Comcast is increasingly invading the territories of neighboring small cable operators, a rare move that could eventually trigger price wars and threaten the informal “gentlemen’s agreement” that has kept cable companies from directly competing with each other for decades.

In New Hampshire, residents of Laconia and Rochester will have a choice between incumbent Atlantic Broadband or newcomer Comcast. 

Comcast is already the dominant cable operator in the state, providing service in 104 communities.

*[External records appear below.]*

PR #1808, opened 2024-06-20
 Reduce the amount of calls to `RoleManager.setRoles`

### LINKED ISSUE #1726: `RoleManager.setRoles()` called multiple times during a transaction
**Describe the bug**

`RoleManager.setRoles()` is a very expensive operation, which requires a full round trip to the DB every time it is called to define the roles for the curren connection. `@WithRoles` is used liberally within the codebase, and is often called multiple times within the same transaction.

This unnecessary frequent calling adds an overhead to processing new datapoints

For this following upload, `setRoles()` utilized 35.62% of cpu time

Screenshot from 2024-05-22 06-20-21

barreiro:
Fixes #1726 

Sets the `horreum.system` role by default on the connection and only set roles when needed.

Also, the roles are set with transaction scope to avoid having to reset them.

This avoid most calls to `setRoles` for non-authentication usage and reduces to a single call when authenticated, for most cases.


johnaohara:
Comparing the flamegraphs of bulk import.

Before PR, `setRoles()` utilized 22.32% of cpu time: 

Screenshot from 2024-07-03 08-32-23


After PR, `setRoles()` utilized 0.22% of cpu time: 

Screenshot from 2024-07-03 08-32-27

barreiro:
alright !!

lampajr (approved):
LGTM

PR #1813, opened 2024-06-21
[java-client] Fallback to basic authentiticaton when no OIDC token is…

barreiro:
… acquired

### DIFF
--- a/horreum-client/src/main/java/io/hyperfoil/tools/auth/KeycloakClientRequestFilter.java
+++ b/horreum-client/src/main/java/io/hyperfoil/tools/auth/KeycloakClientRequestFilter.java
@@ -1,8 +1,8 @@
 package io.hyperfoil.tools.auth;
 
 import io.hyperfoil.tools.CustomResteasyJackson2Provider;
-import org.apache.http.conn.HttpHostConnectException;
 import org.jboss.logging.Logger;
+import org.jboss.resteasy.client.jaxrs.internal.BasicAuthentication;
 import org.jboss.resteasy.client.jaxrs.internal.ResteasyClientBuilderImpl;
 import org.jboss.resteasy.plugins.providers.FormUrlEncodedProvider;
 import org.keycloak.admin.client.Keycloak;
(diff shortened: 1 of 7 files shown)


horreum-client/src/main/java/io/hyperfoil/tools/auth/KeycloakClientRequestFilter.java
```diff
@@ -50,24 +57,23 @@ public KeycloakClientRequestFilter(String keycloakBaseUrl,
...
-				LOG.warnf("Aborting the request with HTTP 500 error");
-				requestContext.abortWith(Response.status(500).build());
-			} else {
-				LOG.warnf("Aborting the request with HTTP 401 error");
-				requestContext.abortWith(Response.status(401).build());
+			if (showAuthMethod) {
+				LOG.infov("Using Basic authentication as OIDC server replied with {0}", ex.getMessage());
+				showAuthMethod = false;
 			}
+			basicAuthentication.filter(requestContext);
```
johnaohara, line 72: I am confused about this fallback here, in `HorreumClient` there is a check for keycloak being configured `if (keycloakConfig.url == null || keycloakConfig.url.isEmpty())`, and then either `BasicAuthentication` or `KeycloakClientRequestFilter` is registered with the client builder.   

Here, if there is an exception, it is reverting to basicAuth.  

If a user configures keycloak, and the authentication fails, shouldn't we just error here?

barreiro: these are slightly different. `keycloakConfig.url` may not exist if authentication is handled by Horreum (without a keycloak instance) and in that case it makes no sense to try OIDC authentication.  

if the OIDC is out of our control, then the client will try to authenticate with and fallback to basic after it gets the `400` error from the server. this way there are no changes in the way clients are configured. 

at the moment the clients use the same `api/config/keycloak` endpoint the UI uses, and because of that can't know if the OIDC server is under keycloak's control or not. we could also improve the output of that endpoint to inform the clients which auth method to use.

barreiro: scratch that last comment. the client may have to use more that one authentication scheme to authenticate to a single Horreum instance. it may have to authenticate as a user or as a machine account. one example of that is the integration test !! 

an alternative is to add a parameter to configure the client (to select between `machine-account` and `user-account`), having one of those methods as default. this can be a breaking change though.

barreiro: I don't get the question. The test currently uses the client with the `horreum.bootstrap` user account (OIDC) to setup a machine account (Basic) . Machine accounts always use Basic scheme, while user accounts can be either OIDC or Basic. 

We can use two or more test profiles, but the bottom line is that the client needs to support both schemes at the same time.

johnaohara: I think this is ok for now, we might want to revisit when we remove implement API keys and possibly remove machine accounts

johnaohara (approved):

PR #1859, opened 2024-07-03
Offload multi run upload processing to message queue: Fixes #1858

### LINKED ISSUE #1858: Datastores can return large numbers runs that are processing synchronously
**Describe the bug**

Some backend datastore integrations can return a large number of runs.

This can cause issues with importing a lot of run data in one query, such as long transaction times, failure to process a single run data will fail the entire import etc.

The processing of run data should be performed asynchronously in these cases and runs should be offloaded to an external queue. 

See https://github.com/Hyperfoil/Horreum/pull/1703 for an example datastore that can return a large number of run results

johnaohara:
Offload processing multiple runs from datastore to async queue

## Fixes Issue

Fixes #1858

### DIFF
--- a/horreum-backend/src/main/java/io/hyperfoil/tools/horreum/svc/RunServiceImpl.java
+++ b/horreum-backend/src/main/java/io/hyperfoil/tools/horreum/svc/RunServiceImpl.java
@@ -1,19 +1,11 @@
 package io.hyperfoil.tools.horreum.svc;
 
 import static com.fasterxml.jackson.databind.node.JsonNodeFactory.instance;
-import static io.hyperfoil.tools.horreum.entity.data.SchemaDAO.QUERY_1ST_LEVEL_BY_RUNID_TRANSFORMERID_SCHEMA_ID;
-import static io.hyperfoil.tools.horreum.entity.data.SchemaDAO.QUERY_2ND_LEVEL_BY_RUNID_TRANSFORMERID_SCHEMA_ID;
-import static io.hyperfoil.tools.horreum.entity.data.SchemaDAO.QUERY_TRANSFORMER_TARGETS;
+import static io.hyperfoil.tools.horreum.entity.data.SchemaDAO.*;
 
 import java.io.IOException;
 import java.time.Instant;
-import java.util.ArrayList;
-import java.util.Collections;
-import java.util.List;
-import java.util.Map;
-import java.util.Objects;
-import java.util.Optional;
-import java.util.TreeMap;
+import java.util.*;
 import java.util.function.BiConsumer;
 import java.util.stream.Collectors;
 import java.util.stream.StreamSupport;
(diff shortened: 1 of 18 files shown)


horreum-backend/src/main/java/io/hyperfoil/tools/horreum/svc/RunServiceImpl.java
```diff
@@ -570,17 +574,53 @@ Response addRunFromData(String start, String stop, String test,
...
       }
-//      return Response.status(Response.Status.OK).entity(String.valueOf(runId)).header(HttpHeaders.LOCATION, "/run/" + runId).build();
-      String reponseString = String.valueOf(runIds.stream().map(val -> Integer.toString(val)).collect(Collectors.joining(", ")));
-      return Response.status(Response.Status.OK).entity(reponseString).build();
+
+      responseString = runIds.size() > 0 ?
+              String.valueOf(runIds.stream().map(val -> Integer.toString(val)).collect(Collectors.joining(", ")))
+              : "More than 10 runs uploaded, processing asynchronously";
+
+      return Response.status(Response.Status.OK).entity(responseString).build();
```
lampajr, line 599: Can we return different status codes in according to whether the process has been sync or async?
E.g., `200` is the result contains the list of runIds and `202` is the results does not contain anything useful as it is going to be processed async, wdyt?

horreum-backend/src/main/java/io/hyperfoil/tools/horreum/svc/RunServiceImpl.java
```diff
@@ -570,17 +574,53 @@ Response addRunFromData(String start, String stop, String test,
...
    }
+   @Transactional
+   public void persistRun(ServiceMediator.RunUpload runUpload) {
```
lampajr, line 602: Otherwise we would expose `ServiceMediator.RunUpload` outside its scope.
```suggestion
   void persistRun(ServiceMediator.RunUpload runUpload) {
```

horreum-backend/src/main/resources/application.properties
```diff
@@ -58,6 +58,18 @@ mp.messaging.outgoing.schema-sync-out.address=schema-sync
 mp.messaging.outgoing.schema-sync-out.durable=true
 mp.messaging.outgoing.schema-sync-out.container-id=horreum-broker
 mp.messaging.outgoing.schema-sync-out.link-name=schema-sync
+# schema-sync incoming
```
lampajr, line 61:
```suggestion
# run-upload incoming
```

horreum-backend/src/main/resources/application.properties
```diff
@@ -58,6 +58,18 @@ mp.messaging.outgoing.schema-sync-out.address=schema-sync
...
+mp.messaging.incoming.run-upload-in.connector=smallrye-amqp
+mp.messaging.incoming.run-upload-in.address=run-upload
+mp.messaging.incoming.run-upload-in.durable=true
+mp.messaging.incoming.run-upload-in.container-id=horreum-broker
+mp.messaging.incoming.run-upload-in.link-name=run-upload
+# schema-sync outgoing
```
lampajr, line 67:
```suggestion
# run-upload outgoing
```

lampajr (commented):
Hi @johnaohara, not sure if the PR was really ready for review :smile: 
But I just left a couple of comments, mostly minors btw

horreum-backend/src/main/java/io/hyperfoil/tools/horreum/svc/RunServiceImpl.java
johnaohara: Yes, 202 makes sense in this case.  I will change the return code and update the test

horreum-backend/src/main/java/io/hyperfoil/tools/horreum/svc/RunServiceImpl.java
johnaohara: Hmm... `ServiceMediator.RunUpload` is already outside of scope here, because this method couples RunServiceImpl with ServiceMediator... which I don't think is a great pattern.  

tbh, i don't know how much of the codebase is tightly coupled like this

lampajr: >ServiceMediator.RunUpload is already outside of scope here

Well, from java "Access modifier" point of view if we remove the `public` from `persitRun` method it shouldn't be out of scope here but yeah I agree that this is going to thigthly couple the RunServiceImpl with ServiceMediator even if I don't think this is an issue here

lampajr (approved):
lgtm, thanks John!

The cable company recently filed its draft franchise proposal with Laconia city officials to extend Comcast service into areas already serviced by Atlantic Broadband, an independent cable operator owned by Montréal based Cogeco.

“We believe Laconia offers attractive opportunities for Xfinity and Comcast business products in an area close to Comcast’s existing footprint and part of the same designated market area we already serve,” said Comcast regional spokesman Marc Goodman. “We offer internet speeds of up to two gigabytes per second and 100 gigabytes for businesses. We have an award-winning video platform with voice remote.”

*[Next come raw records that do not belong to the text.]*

PR #1880, opened 2024-07-09
Dynamically resolve custom views in Compare Datasets: Fixes #1879

### LINKED ISSUE #1879: Compare Datasets does not display defined Views correctly
**Describe the bug**

For a test that has custom views defined, the "Compare Datasets" function does not display the Views as tab, and the "Default" tab resolves randomly to one of the custom Views

Screenshot from 2024-07-09 16-49-11

Screenshot from 2024-07-09 16-49-22

johnaohara:
## Fixes Issue

Fixes #1879

Dynamically resolve the custom views for Compare Datasets

Screenshot from 2024-07-09 16-54-02

Screenshot from 2024-07-09 16-54-33

Screenshot from 2024-07-09 16-54-38

### DIFF
--- a/horreum-web/src/domain/runs/DatasetComparison.tsx
+++ b/horreum-web/src/domain/runs/DatasetComparison.tsx
@@ -85,7 +85,18 @@ export default function DatasetComparison() {
         [datasets]
     )
 
-    const defaultView = views?.find(v => (v.name = "Default"))
+    const fragmentTags = views.map(view => {
+        return (
+            <FragmentTab title={view.name} fragment={`view_${view.id}`} key={`view_${view.id}`}>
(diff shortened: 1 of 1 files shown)


lampajr (approved):
LGTM!

@johnaohara I just noticed that the labels comparison is actually displayed as separated page, maybe we could think to move the same under the specific test as we did for all the others. 

wdyt? if you agree I can open an issue

johnaohara:
> LGTM!
> 
> @johnaohara I just noticed that the labels comparison is actually displayed as separated page, maybe we could think to move the same under the specific test as we did for all the others.
> 
> wdyt? if you agree I can open an issue

@lampajr  Yes, the current implementation loses the navigation and breadcrumb. I think we need to bring this inline with the other views

PR #1894, opened 2024-07-16
Replace Test.get calls when not really required

lampajr:
## Changes proposed

- [x] Create ad-hoc method to simply check test existence and access right by triggering db level RLS
- [x] Replace `TestServiceImpl.get` call with the new one when not really required


lampajr:
**Benchmark config:**
- Calling `labelValues` endpoint
- Duration=360s
- Rate=20req/s

**Before the change:**
`TestServiceImpl.get` was using the `19.90%` of the cpu (~359 samples) and that was just used to check the test existence and access rights but without actually making use of the returned object. 
image

**After the change:**
The cpu usage of the test check has been reduced to `6.18%`.
image

lampajr:
Hey @johnaohara I preferred to use a plain query rather than `TestDao.count("id = ?1", testId)` but we can easily change it.

I'd say that this change is pretty much isolated so it should be safe, therefore rather than creating a dev branch with this included I think we can directly merge this in `master`.

> We can create the dev branch anyway to include any other improvement we might see

PR #3049, opened 2021-10-29
feat(admin-trades): Implementing API and UI

doga-foton:
**It's a work in progress.**

Related to:
OV-1262
OV-1261

API:

- [x] API endpoint has been added
- [ ] Query to get trades with relational data to list on UI

UI:

- [x] Menu item has been added
- [x] View has been added 

image

I would like to get feedback about;

- [x] If the implementation of the UI applied to guidelines.
- [ ] I needed to add two controllers on /trade/exchange and /trade/exchange-irec packages. 
- [ ] Existing trade.service has been used, and made getAll method as public, should I create a service only for this case?
- [ ] Folder / file structure


packages/ui/libs/user/logic/src/admin/trades.ts
```diff
@@ -0,0 +1,86 @@
...
+  deviceName: string;
+  volume: number;
+  price: number;
+  total: number;
+};
+
+const formatTrades: TFormatTrades = ({ trades, allDevices }) => {
+  const formattedTrades: FormattedTrade[] = [];
+
+  trades?.forEach((trade) => {
```
alexworker23, line 33: `const formattedTrades: FormattedTrade[] =  trades.map` will better fit here

packages/ui/libs/user/logic/src/admin/trades.ts
```diff
@@ -0,0 +1,86 @@
...
+  trades,
+  allDevices,
+}) => {
+  const { t } = useTranslation();
+  return {
+    header: {
+      date: t('admin.trades.date'),
+      buyer: t('admin.trades.buyer'),
+      seller: t('admin.trades.seller'),
+      energy: 'Energy',
```
alexworker23, line 76: please don't forget to localize this

packages/ui/libs/user/view/src/pages/AdminTradesPage/AdminTradesPage.effects.ts
```diff
@@ -0,0 +1,18 @@
+import { useFetchAllDevices } from '@energyweb/origin-ui-user-data';
+import { useApiAdminTrades } from '@energyweb/origin-ui-exchange-data';
```
alexworker23: Also pay attention to cross-package dependencies. 
I mean user related packages can use imports only from `user-${package}` or generic packages like `ui-core` `ui-utils` etc.
But we should avoid importing from other parts of the UI (certificate/exchange/device), since it will break their independency.

alexworker23 (commented):
In general: the implementation of the UI applies to guidelines ✅

packages/ui/libs/exchange/data/src/fetching/adminTrades.ts
```diff
@@ -0,0 +1,14 @@
+import {
+  TradeDTO,
+  useAdminTradeControllerGetAll,
+} from '@energyweb/exchange-irec-react-query-client';
+
+export const useApiAdminTrades = () => {
```
alexworker23: this hook should be located in `user/data` not `exchange/data`

PR #3051, opened 2021-10-29
chore(issuer): optimize cert sync, and events retrieval

soanvig:
I tried also to make getEvents accept more than one event type at once, but the impact on performance was almost not-relevant (and the solution was a bit complex and could make some issues), so I dropped it.

This solution looks like it mitigated the problem of increasing sync time the greater the ledger was.

Now I have almost constant re-sync time. I'm going to test it further (to see if time increases for more certificates) in a few days.

### DIFF
--- a/packages/traceability/issuer/src/blockchain-facade/Certificate.ts
+++ b/packages/traceability/issuer/src/blockchain-facade/Certificate.ts
@@ -199,9 +199,7 @@ export class Certificate implements ICertificate {
 
         const { registry } = this.blockchainProperties;
 
-        const issuanceTransaction = this.creationTransactionHash
-            ? await registry.provider.getTransactionReceipt(this.creationTransactionHash)
-            : await this.getIssuanceTransaction();
+        const issuanceTransaction = await this.getIssuanceTransaction();
 
         const certOnChain = await registry.getCertificate(this.id);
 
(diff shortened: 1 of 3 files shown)


packages/traceability/issuer/src/blockchain-facade/Certificate.ts
```diff
@@ -199,9 +199,7 @@ export class Certificate implements ICertificate {
 
         const { registry } = this.blockchainProperties;
 
-        const issuanceTransaction = this.creationTransactionHash
-            ? await registry.provider.getTransactionReceipt(this.creationTransactionHash)
-            : await this.getIssuanceTransaction();
+        const issuanceTransaction = await this.getIssuanceTransaction();
```
josipbagaric, line 202: Hmm what's the reason for this change?
This used to fix some bug, can't remember.

Check git blame.

soanvig: I changed `await this.getIssuanceTransaction();` as well, so now it contains this condition inside itself. I just simplified this, so I can reuse this "condition" everywhere and don't repeat myself.

josipbagaric: OK!

josipbagaric (approved):

PR #3062, opened 2021-11-02
feat(origin-organization-irec-api): support source trade acc for irec module

ioncreature:


packages/organizations/origin-organization-irec-api/src/irec/irec.service.ts
```diff
@@ -350,11 +351,12 @@ export class IrecService implements IIrecService {
         fromUser: UserIdentifier,
         toTradeAccount: string,
         assetId: string,
+        fromTradeAccount?: string,
         amount?: number
     ): Promise<TransactionResult> {
```
ioncreature, line 356: @JosephBagaric in case you wonder - I've checked nobody uses extended method signature, so it is safe to put the optional parameter in between

josipbagaric (approved):

alexworker23 (approved):

PR #3081, opened 2021-11-08
feat(issuer-api): allow to query certs by generationEnd frame

soanvig:
For 24/7 applications we can have more than 10k certificates. It would be actually really nice to have a way to query only for certificates from given time-span, instead for querying for all of them.


packages/traceability/issuer-api/package.json
```diff
@@ -25,7 +25,7 @@
         "test": "jest --env 'node'",
         "test:watch": "jest --watch",
         "test:cov": "jest --coverage",
-        "test:mocha": "mocha -r ts-node/register test/*.e2e-spec.ts --timeout 60000 --exit",
+        "test:mocha": "mocha -r ts-node/register test/certificate.e2e-spec.ts --timeout 60000 --exit",
```
josipbagaric: ☝️

josipbagaric:
@soanvig could you add some context on why this change is necessary?

packages/traceability/issuer-api/package.json
soanvig: done

josipbagaric:
Could we add some other filters as well?

soanvig:
I think we could but I'm not sure what may be useful

josipbagaric:
I think filters by `deviceId`, `generationStartTime` (similar to endtime), and `creationTime` would be useful.

soanvig:
> I think filters by `deviceId`, `generationStartTime` (similar to endtime), and `creationTime` would be useful.

done!

JonaszJestem (approved):

JonaszJestem (approved):

PR #3084, opened 2021-11-09
fix(issuer-api): fix certificate created transaction

soanvig:
Transaction was not working at all, at it probably caused the bug, that I queried for transaction which should contain certificates, that weren't ready in database yet. There is very small chance, that I was so lucky few times, but I have no other idea, why I received e.g. only 4 of 10 certs, that should be created in transaction (while later in database all were present).


josipbagaric (approved):
👌

PR #3085, opened 2021-11-09
feature(origin-backend) added password validation on user registration

Malak67:
Added password validation for user registration


josipbagaric (commented):
Hmm I don't see any tests.
Could you please add regression tests to cover the failing and passing use cases?

josipbagaric (approved):

PR #3118, opened 2021-11-15
fix(issuer-api): fix get all certs query

soanvig:
Certificates can have time fields greater than `new Date()`. For such fields and no date query specified no certificate was returned.
Actually I still use the same solution (just 2038 year instead of `new Date()`), because this is the most elegant way for building a query.


josipbagaric (approved):
👍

It is the second time Comcast announced it would directly compete with Atlantic in New Hampshire. Comcast is already overbuilding Atlantic’s service area in Rochester and is scheduled to finish sometime next year.

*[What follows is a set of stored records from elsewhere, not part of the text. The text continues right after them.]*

PR #3120, opened 2021-11-17
add API examples and descriptions for DTOs

wjpurdum:
Add examples and descriptions for Trade SDKs DTOs

### DIFF
--- a/packages/trade/exchange/src/pods/asset/asset.entity.ts
+++ b/packages/trade/exchange/src/pods/asset/asset.entity.ts
@@ -21,29 +21,31 @@ export class Asset extends ExtendedBaseEntity implements IAsset {
     @PrimaryGeneratedColumn('uuid')
     id: string;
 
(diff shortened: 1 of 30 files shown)


packages/trade/exchange/src/pods/asset/asset.entity.ts
```diff
@@ -21,29 +21,31 @@ export class Asset extends ExtendedBaseEntity implements IAsset {
...
     @IsNotEmpty()
     @IsString()
     address: string;
 
+    //Get Example
     @ApiProperty({ type: String })
     @Column()
     @IsNotEmpty()
     @IsString()
     tokenId: string;
```
josipbagaric: We can put

```js
@ApiProperty({
    type: String,
    description: "Token ID of the certificate that is being traded",
    example: "1" 
})
```

josipbagaric (approved):

PR #3144, opened 2021-11-22
feat/reset password ui

alexworker23:
Screenshot 2021-11-22 at 11 17 26
Screenshot 2021-11-22 at 11 17 55


packages/ui/libs/device/data/src/fetching/deviceFirstImage.ts
```diff
@@ -9,6 +9,8 @@ export const useDeviceFirstImageUrl = (
   const [imageUrl, setImageUrl] = useState('');
 
   const getAndSetImage = async (id: string) => {
+    if (id === 'null') return;
+
     const response = await publicFileDownloadHandler(id);
```
ioncreature: Looks a bit strange. Is it really `"null"` string? If yes, maybe it is better to fix somewhere before this happens
The same for `packages/ui/libs/device/data/src/fetching/deviceImages.ts:11`

alexworker23: I agree, this is how i received it from `/api/device-registry` GET:
Screenshot 2021-11-25 at 09 59 13

ioncreature: So this is definitely a bug on backend, I'll check what is going on there

Malak67:
Is there a key/token which will be added in the URL received in the email which then redirects to Change password?
I'm just wondering because I did not see a way to identify the account which is changing the password. But maybe you're waiting for the backend to be done.

alexworker23:
> Is there a key/token which will be added in the URL received in the email which then redirects to Change password? I'm just wondering because I did not see a way to identify the account which is changing the password. But maybe you're waiting for the backend to be done.

Yes, there will be a token, but the backend implementation for this is not done yet. That's why I left submitHandlers as empty functions with comments above them.

packages/ui/libs/device/data/src/fetching/deviceFirstImage.ts
ioncreature: it was a bug on the backend, added a task to validate imageIds.

ioncreature (approved):

Malak67 (approved):

driamend (approved):

PR #3174, opened 2021-11-29
feat/exchange claim UI

alexworker23:
Add Claim action to Exchange Inbox:
Screenshot 2021-12-07 at 08 16 11

Add certificates claimed from the Exchange to the Claims Report table:
Screenshot 2021-12-07 at 08 17 01

Adjust the Certificate Detail View to display claim-related data for Exchange claimed certificates:
Screenshot 2021-12-07 at 08 23 48


josipbagaric (approved):
Backend side looks good.

ioncreature (approved):

alexworker23:
> Backend side looks good.

Only thing I noticed is Claimed Energy displayed as 0. 
This happens because, `irec/certificate/:id` returns 
`energy: {publicVolume: "0", privateVolume: "0", claimedVolume: "0"}`. 
So I guess claims from the exchange are not reflected in the energy volumes, though they are received in `claims` property in the same response.

josipbagaric:
> > Backend side looks good.
> 
> Only thing I noticed is Claimed Energy displayed as 0. This happens because, `irec/certificate/:id` returns `energy: {publicVolume: "0", privateVolume: "0", claimedVolume: "0"}`. So I guess claims from the exchange are not reflected in the energy volumes, though they are received in `claims` property in the same response.

Yes, that's actually expected, because claiming from the exchange doesn't claim to the user's blockchain address (it has to support cases where the user doesn't want to be the custodian). Instead, it claims it to the platform address, but stores the user ID as the beneficiary.

PR #3197, opened 2021-12-07
feat/blockchain account options

alexworker23:
Adjust the UI to allow user have 3 different flows with certificates:
- [x] Custody NO org blockchain address
- [x] Custody WITH org blockchain address
- [x] Full self ownership
Screenshot 2021-12-08 at 09 05 05


packages/trade/exchange/src/pods/transfer/transfer.entity.ts
```diff
@@ -61,4 +61,9 @@ export class Transfer extends ExtendedBaseEntity {
     @Column('simple-json', { nullable: true })
     @IsOptional()
     claimData?: IClaimData;
+
+    @ApiProperty({ type: String, required: false })
+    @Column({ nullable: true })
+    @IsOptional()
+    to?: string;
```
alexworker23: @JosephBagaric should I add this column or I am supposed to use the `address` instead?

josipbagaric: Good question. You should use the `address` field instead.

alexworker23: Unfortunately I was unable to do so, because in `address` we store the user's exchange deposit address and it is always truthy. 
Changing `to` to `address` also broke the claiming from the exchange for users without organization blockchain address.
So I am thinking of simply renaming the columns to match their purpose:
`address` -> `exchangeAddress`
`to` -> `blockchainAddress`
What do you think @JosephBagaric ?

alexworker23: well, changing `address` to `exchangeAddress` can also unexpectedly brake several things. 
so I will just rename `to` to `claimAddress` and that's it.

josipbagaric (approved):

PR #3203, opened 2021-12-10
Feat/add account code select

driamend:
- added irecTradeAccountCode select field to Device creation & Certificate Request creation
- created SINGLE_ACCOUNT_MODE env variable and passed it to the DeviceApp
- added SINGLE_ACCOUNT_MODE env to deploy and release config
- added description for SINGLE_ACCOUNT_MODE env variable

chrome_daB6nsxCC5
chrome_GDoAE68qKi


packages/ui/libs/device/data/src/fetching/myAccounts.ts
```diff
@@ -0,0 +1,25 @@
...
+  getConnectionControllerGetMyAccountsQueryKey,
+  useConnectionControllerGetMyAccounts,
+} from '@energyweb/origin-organization-irec-api-react-query-client';
+import { useQueryClient } from 'react-query';
+
+export const useApiMyAccounts = () => {
+  const queryClient = useQueryClient();
+  const key = getConnectionControllerGetMyAccountsQueryKey();
+
+  const isSingleAccountMode = /true/i.test(process.env.NX_SINGLE_ACCOUNT_MODE);
```
alexworker23: Check how the env variables are supplied at the `origin-ui` level

packages/ui/libs/device/data/src/utils.ts
```diff
@@ -89,6 +89,7 @@ export function decomposeForIRec({
       ? newDevice.timeZone[0].value.toString()
       : timeZones[0].timeZone,
     gridOperator: newDevice.gridOperator,
+    irecTradeAccountCode: newDevice?.irecTradeAccountCode,
```
alexworker23: should be 
`irecTradeAccountCode: newDevice?.irecTradeAccountCode || undefined`
to ensure that if the irecTradeAccountCode is not allowed to input for the user there will be no initialValues sent ('')

packages/ui/libs/device/view/src/pages/RegisterPage/RegisterPage.effects.ts
```diff
@@ -27,6 +28,7 @@ export const useRegisterPageEffects = () => {
     useAllDeviceFuelTypes();
   const { allTypes: allDeviceTypes, isLoading: areDeviceTypesLoading } =
     useAllDeviceTypes();
+  const { myAccounts, isLoading: areMyAccountsLoading } = useApiMyAccounts();
```
alexworker23: you should also check if there are cases when this endpoint is forbidden (e.g. user without organization, user with inactive organization, user without irec org) and add `enabled` prop. 
Also it should be disabled if `SINGLE_ACCOUNT_MODE` is false

alexworker23 (approved):
LGTM 👍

In response, Atlantic has introduced very competitive service and pricing plans to fend off Comcast.

Atlantic Broadband is trying to lock in their customers with two-year rate guarantees and lower introductory prices.

Consumers are thrilled.

“After years of MetroCast’s dark ages of bad service, Atlantic Broadband bought them up, raised some internet speeds, and raised our bill even more,” said Charlie Saunders. “It is real easy to pay a $200 cable bill around here, so I am glad Comcast is giving us a choice.”

Atlantic Broadband, at least in public, seems unfazed about Comcast’s entry. Ed Merrill, Atlantic Broadband’s regional general manager for New Hampshire and Maine stressed his company’s innovations, such as bringing gigabit internet speed to the region and using TiVo set top boxes. 

“Our plans are based not on what other providers are doing, but by anticipating customer needs and preferences, then developing and delivering the kinds of products and services that will make customer lives better, whether they’re residential customers or business clients with customers of their own,” Merrill said in a statement.

Comcast Invasion: Communities Where Consumers Can Also Choose Comcast as Their Cable Company

  • Dec. 2017: Rochester, N.H. (Atlantic Broadband vs. Comcast)
  • May 2018: Waterford and New London, Conn. (Atlantic Broadband vs. Comcast)
  • Summer 2018: Warwick Township, Warwick Borough, Ephratah Township, Ephratah Borough and Lititz, Penn. (Blue Ridge Communications vs. Comcast)
  • Nov. 2018: Laconia, N.H. (Atlantic Broadband vs. Comcast)

Grove

Comcast said it is only responding to the public’s demand for more choice and better service, which explains why it is expanding into territories already served by another operator. But so far, Comcast has only chosen to expand in areas adjacent to its current territory, and only in places served by smaller, independent cable companies. In short, Comcast is in no hurry to run cable lines into areas served by Charter/Spectrum or Cox.

A Multichannel News article on the subject suggests Comcast’s real interest is reaching lucrative commercial/business customers just out of reach of their existing service areas. 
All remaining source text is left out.